Immigration and Human Rights: The New Bilateral Relationship and Immigration Reform
Contributed by Doug Tanoury, Mérida
Immigration and Human Rights: The New Bilateral Relationship and Immigration Reform
By Laura Carlsen
The election of Barack Obama has changed the playing field for U.S.-Mexico relations, and especially when it comes to immigration. Immigration didn't turn out to be the hot topic in the presidential campaigns some people predicted it would be. The right had hoped to use it as a wedge issue to promote its agenda and take out liberals, but with the candidacy of John McCain who had supported immigration reform, and the advent of the economic crisis, the issue didn't receive much attention in the end. Immigration came up most often in the democratic primaries and both Obama and Hillary Clinton supported a form of legalization, as Obama said, to bring the country's 12 million undocumented immigrants "out of the shadows."
The current situation offers the opportunity to work toward a much more integrated and healthy bilateral agenda. Obama's emphasis on domestic policy to reactivate the economy inevitably must include a rethinking of the relationship with Mexico due to the high degree of integration.
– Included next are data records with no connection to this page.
PR #158, opened 2024-04-12
project CI refresh

cpu:
Continuing the CI standardization and refresh started in https://github.com/rusticata/rusticata-macros/pull/8

Note: I've left out the `cargo check-external-types` CI addition I've been adding in other refresh PRs. Something about this repo is giving the tool some trouble (_it seems to stall in CI after "Examining all public types..."_). I'd like to revisit this when I have more time to debug so for now I've left it out.


chifflier (approved):

chifflier:
Merged, thanks

I do not have ideas yet for the problem with `cargo check-external-types`, but I suspect this is caused by some complexity in using types from multiple crates that end up being the same, but reexported (for ex `asn1-rs::IResult` is the same as `der-parser::IResult` and also as `nom::IResult`).
As explained earlier, they need to be the same to be able to easily combine them. However, reexporting may not be the best solution, but I have not investigated other solutions.

PR #161, opened 2024-07-31
Upgrade `asn1-rs` to version 0.6.2.

plusvic:
This fixes a possible panic while parsing malformed X509 certificates, as described in https://github.com/rusticata/asn1-rs/issues/40

### DIFF
--- a/Cargo.toml
+++ b/Cargo.toml
@@ -41,7 +41,7 @@ verify = ["ring"]
 validate = []
 
 [dependencies]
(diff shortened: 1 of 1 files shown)


chifflier:
Hi,
Thank you for your contribution.

Note: this is not strictly required to fix the possible panic, since it is fixed in the dependency `asn1-rs-derive` (version 0.5.1) and already pulled by `cargo update`.
That said, the proposed change is good to ensure a non-vulnerable version cannot be used.

chifflier (approved):

PR #195, opened 2025-03-12
CI: build with `--locked`, and add one job for stable build without `--locked`

chifflier:
Changes for branch: master

- CI: Build with `--locked`
- CI: Add one job for stable build without `--locked`

### DIFF
--- a/.github/workflows/rust.yml
+++ b/.github/workflows/rust.yml
@@ -23,6 +23,16 @@ jobs:
         with:
           toolchain: ${{ matrix.rust }}
       - name: Cargo update
+        run: cargo update --locked
+      - run: RUSTFLAGS="-D warnings" cargo check --locked
+
+  check-notlocked:
+    name: Check (not locked)
+    runs-on: ubuntu-latest
+    steps:
+      - uses: actions/checkout@v4
+      - uses: dtolnay/rust-toolchain@stable
+      - name: Cargo update
         run: cargo update
       - run: RUSTFLAGS="-D warnings" cargo check
 
@@ -41,8 +51,8 @@ jobs:
         with:
           toolchain: ${{ matrix.rust }}
       - name: Cargo update
-        run: cargo update
-      - run: RUSTFLAGS="-D warnings" cargo check --all-targets --all-features
+        run: cargo update --locked
+      - run: RUSTFLAGS="-D warnings" cargo check --locked --all-targets --all-features
 
   test:
     name: Test Suite
@@ -51,7 +61,7 @@ jobs:
     steps:
       - uses: actions/checkout@v4
       - uses: dtolnay/rust-toolchain@stable
-      - run: cargo test --all-features
+      - run: cargo test --locked --all-features
 
   test_features:
     name: Test suite (with features)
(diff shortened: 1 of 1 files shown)


.github/workflows/rust.yml
```diff
@@ -22,6 +22,16 @@ jobs:
       - uses: dtolnay/rust-toolchain@master
         with:
           toolchain: ${{ matrix.rust }}
+      - name: Cargo update
+        run: cargo update --locked
```
cpu, line 26: I think we wouldn't want to have `cargo update` anywhere except in the `check-notlocked` job. 

My understanding is using `cargo update` with `--locked` like this will start to exit non-zero if there's an update available with a message like "error: the lock file xxxxxx/Cargo.lock needs to be updated but --locked was passed to prevent this" and that's not what we want.

Based on that I think CI is green right now because we just landed an up-to-date `Cargo.lock` but it will start to fail soon.

Am I misunderstanding anything?

chifflier: I wasn't sure, so I tried to look other repositories and it seems they do not run `cargo update`. However, I'm wondering if this is necessary or not (for ex, when installing MSRV, `cargo update` also updates the database of known packages).
I thought it would be harmless - I'm looking at the documentation for an answer

chifflier: Based on [the cargo book](https://doc.rust-lang.org/cargo/commands/cargo-update.html), my understanding is that it is necessary.
It will raise an error if the dependency resolution changed and cause a change in the lock file. If I'm correct, his should not happen except if a dependency was yanked, or changed its own dependencies in an incompatible way.

Thew cargo book also explicitly says ([`cargo update`](https://doc.rust-lang.org/cargo/commands/cargo-update.html) page, doc for option `--locked`):
`It may be used in environments where deterministic builds are desired, such as in CI pipelines.`

cpu: I don't believe it to be necessary (even in the MSRV case) but I'm open to learning more if I'm wrong!

I think the intent is that using `--locked` throughout CI with a checked-in `Cargo.lock` means we build with the exact dependencies versions specified there in a reliable fashion. 

A `cargo update` is only necessary for the new extra CI task that tests that versions newer than those in the checked-in `Cargo.lock` work, and we don't need `cargo update --locked` in CI at all (since it would just verify whether the checked-in `Cargo.lock` matches the newest available versions for deps).

chifflier:
Superseded by #196

.github/workflows/rust.yml
cpu: > Thew cargo book also explicitly says ([cargo update](https://doc.rust-lang.org/cargo/commands/cargo-update.html) page, doc for option --locked):
> It may be used in environments where deterministic builds are desired, such as in CI pipelines.

That's an interesting find, thanks for linking. I have a feeling this isn't the right advice for this particular subcommand (it makes more sense for, e.g., `cargo build --locked`, but not for `update` IMO). I will try and open an upstream PR to suggest different documentation and see if the `cargo` folks agree with me or not.

Issue #192, opened 2025-03-12
CI: build with `--locked`?


chifflier:
CI build on older versions (like https://github.com/rusticata/x509-parser/actions/runs/13806952921 for maintaining stable branch 0.17) can fail, because it does not use `--locked` and thus updates crates to newer versions. In the above link, this fails because of a constant becoming deprecated, and warning treated as errors by us.

In this case, the problem is solved (dependency bumped), but I'm wondering what would be the good thing to do in general.

Is it a good practice to use `--locked` in CI build? Will it cause problems somewhere?
cc @cpu

cpu:
> Is it a good practice to use --locked in CI build? Will it cause problems somewhere?

I think it's a good practice! It's something we do throughout many of the `rustls` repositories for this exact reason.

In terms of problems, I'm not aware of any big ones. I think some projects also like to test a build with the latest versions of all dependencies as a separate CI task but it isn't something I've typically done. Instead we review dependabot/renovate generated PRs to update the lockfile as semver compat releases happen, and if any break CI on the PR run we triage accordingly.

chifflier:
I seem thank you for the reply. IMHO, this could be done in the test matrix, always building with `--locked` and maybe a task without it if we want to be aware of future breaks

cpu:
> always building with --locked and maybe a task without it if we want to be aware of future breaks

Yup, exactly! 

Did you want to submit a PR for this or should I? I can probably find time, but not until this weekend.

chifflier:
I'll send a PR later today or tomorrow and request a review so you'll be notified
Thanks!

PR #196, opened 2025-03-12
CI: build with `--locked`, and add one job for stable build without `--locked`

chifflier:
Supersedes: #195 
Closes: #192


cpu (approved):
Thanks! This version LGTM.

PR #203, opened 2025-04-28
clippy: fix uninlined_format_args findings

cpu:
Applies the result of `cargo clippy --fix` for findings of the form:

```
warning: variables can be used directly in the `format!` string
   --> src/extensions/generalname.rs:105:47
    |
105 |             GeneralName::OtherName(oid, _) => write!(f, "OtherName({}, [...])", oid),
    |                                               ^^^^^^^^^^^^^^^^^^^^^^^^^^^^^^^^^^^^^^
    |
    = help: for further information visit https://rust-lang.github.io/rust-clippy/master/index.html#uninlined_format_args
    = note: `#[warn(clippy::uninlined_format_args)]` on by default
help: change this to
    |
105 -             GeneralName::OtherName(oid, _) => write!(f, "OtherName({}, [...])", oid),
105 +             GeneralName::OtherName(oid, _) => write!(f, "OtherName({oid}, [...])"),
```

PR #206, opened 2025-05-04
Add value field to ParsedExtension::UnsupportedExtension

### LINKED ISSUE #205: Add support for custom CSR extensions
Currently calling `requested_extensions` on a CSR using a [custom certificate extensions](https://datatracker.ietf.org/doc/html/rfc5280#section-4.2)  returns [`ParsedExtension::UnsupportedExtension`](https://docs.rs/x509-parser/0.17.0/x509_parser/extensions/enum.ParsedExtension.html#variant.UnsupportedExtension). This means that there is no way to parse a user created custom certificate extension.

A simple solution would be adding a `value` field to `ParsedExtension::Unsupported` which would contain the unparsed data. This would allow the user to manually parse the extension data.

jean-airoldie:
This is the simplest solution I could think off. However this is a breaking change, which isn't ideal.

Closes #205.


cpu:
:wave: Thanks for the PR!

> However this is a breaking change, which isn't ideal.

I believe @chifflier is preparing a new semver breaking release, so that might not be a non-starter.

However, I also [left a comment](https://github.com/rusticata/x509-parser/issues/205#issuecomment-2849208502) showing a way to accomplish this without a code change so perhaps it's better to not add new API surface at all?

jean-airoldie:
Your comment addressed my issue, so I will be closing this.

jean-airoldie:
See [my comment](https://github.com/rusticata/x509-parser/issues/205#issuecomment-2849235551).

cpu:
I think the remaining clippy failures are addressed in https://github.com/rusticata/x509-parser/pull/203.

jean-airoldie:
@cpu Alright, I guess I'll merge when that PR eventually gets merged.

jean-airoldie:
While not strictly required, this API is much nicer than using `X509CertificationRequestInfo::attributes` etc. methods because we don't need to manually decode the `OID_PKCS_9_AT_EXTENSION_REQUEST` extension. See [my comment](https://github.com/rusticata/x509-parser/issues/205#issuecomment-2849235551) for more details.

Here's a specific usage example: https://github.com/jean-airoldie/rcgen/blob/30f01893a8002e5c7dd12a4a224ce3f1b70449ba/rcgen/src/csr.rs?pain=#L209-L218

chifflier:
@jean-airoldie Thank you for the PR and the discussion
The breaking PR has been sent in #207 and is currently under discussion. Please wait for this before changing code, since there is a code refactor that will result in conflicts otherwise.

About the extensions and API, I am totally in favor of updating the API if this makes things easier.
Generally speaking, extensions are stored in both unparsed (reference to bytes) and parsed form in internal objects, so it is possible to expose everything.

I also realize that there is no pattern visitor (like for [certificates and CRL](https://docs.rs/x509-parser/latest/x509_parser/visitor/index.html)). Would it be useful for your use case?

jean-airoldie:
> @jean-airoldie Thank you for the PR and the discussion
The breaking PR has been sent in https://github.com/rusticata/x509-parser/pull/207 and is currently under discussion. Please wait for this before changing code, since there is a code refactor that will result in conflicts otherwise.

Alright, I will wait for that then.

> I also realize that there is no pattern visitor (like for [certificates and CRL](https://docs.rs/x509-parser/latest/x509_parser/visitor/index.html)). Would it be useful for your use case?

If the CSR visitor pattern walk method is recursive, meaning it would walk over each `X509Extension` found in  `X509CriAttribute` with `OID_PKCS_9_AT_EXTENSION_REQUEST` (which as far as I understand is already parsed as `ParsedCriAttribute::ExtensionRequest`), then this would indeed also work for my use case. I just want to avoid having to manually parse the `X509CriAttribute` in the case unsupported extensions (in my case prioprietary) are encountered.

chifflier:
> @chifflier
> 
> > @jean-airoldie Thank you for the PR and the discussion
> > The breaking PR has been sent in #207 and is currently under discussion. Please wait for this before changing code, since there is a code refactor that will result in conflicts otherwise.
> 
> Alright, I will wait for that then.

Hi @jean-airoldie 
#207 has been merged and code has now changed quite a lot. In particular, `extensions/mod.rs` has been split into multiple files to make code easier. I know this will cause some conflicts and am sorry for it :cry: 

Can you check how you code can be adapted? Looking at your code, I _think_ it shouldn't be too complicated

> 
> > I also realize that there is no pattern visitor (like for [certificates and CRL](https://docs.rs/x509-parser/latest/x509_parser/visitor/index.html)). Would it be useful for your use case?
> 
> If the CSR visitor pattern walk method is recursive, meaning it would walk over each `X509Extension` found in `X509CriAttribute` with `OID_PKCS_9_AT_EXTENSION_REQUEST` (which as far as I understand is already parsed as `ParsedCriAttribute::ExtensionRequest`), then this would indeed also work for my use case. I just want to avoid having to manually parse the `X509CriAttribute` in the case unsupported extensions (in my case prioprietary) are encountered.

I see. I wonder if this is more a performance problem (avoiding deep-parsing unknown extensions) or an API problem, because if using the visitor the extensions will be parsed anyway, so not improving performance.

jean-airoldie:
@chifflier Alright I rebased into master. I also squashed my commits so I'm gonna need one review to see if CI passes (forgot about that quirk).

I feel that this API is satisfactory, but as far as I understand a visitor API would also do the trick. For my use case, I think the visitor API would result in slightly less code, so I don't feel its necessarily needed.

As a side note, I'm not a big fan of `ans1_rs::Input::as_bytes2` naming. Wouldn't it make sense to simply name it `as_bytes` and the impl nom `AsBytes` traits as `Input::as_bytes(self)` to avoid the stack overflow?

jean-airoldie:
> You can have a look at the visitor API in https://github.com/rusticata/x509-parser/pull/209
You can have access to the raw values, so it could work for you. That said, storing the data in UnsupportedExtension looks good to me.

Alright I'll try that.

> Agreed, the naming is not satisfying, but I had to use a different function name than the traits and I was not very inspired.

Yeah I guess what I meant is I didn't understand why you wanted to use a different name than the trait. If the `nom::AsBytes` trait isn't used explicitely, the name clash doesn't matter. Specificically, I did `sed -i s/as_bytes2/as_bytes/g **/**.rs` in your asn1-rs codebase and everything seems to work find, except compiler warnings about the nom::AsBytes import being unneeded.

chifflier (approved):

chifflier:
Merged, thanks!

This explains his insistence on NAFTA renegotiation. U.S. media has frequently pointed out the similarities with the Franklin Roosevelt era. When FDR developed the New Deal to cope with the Great Depression, he did not abandon external relations. Instead he constructed the Good Neighbor policy based on many of the same principles of solidarity that the New Deal relied on. In the Depression era, the lack of resources due to the economic crisis supported the new policy of non-intervention in foreign affairs.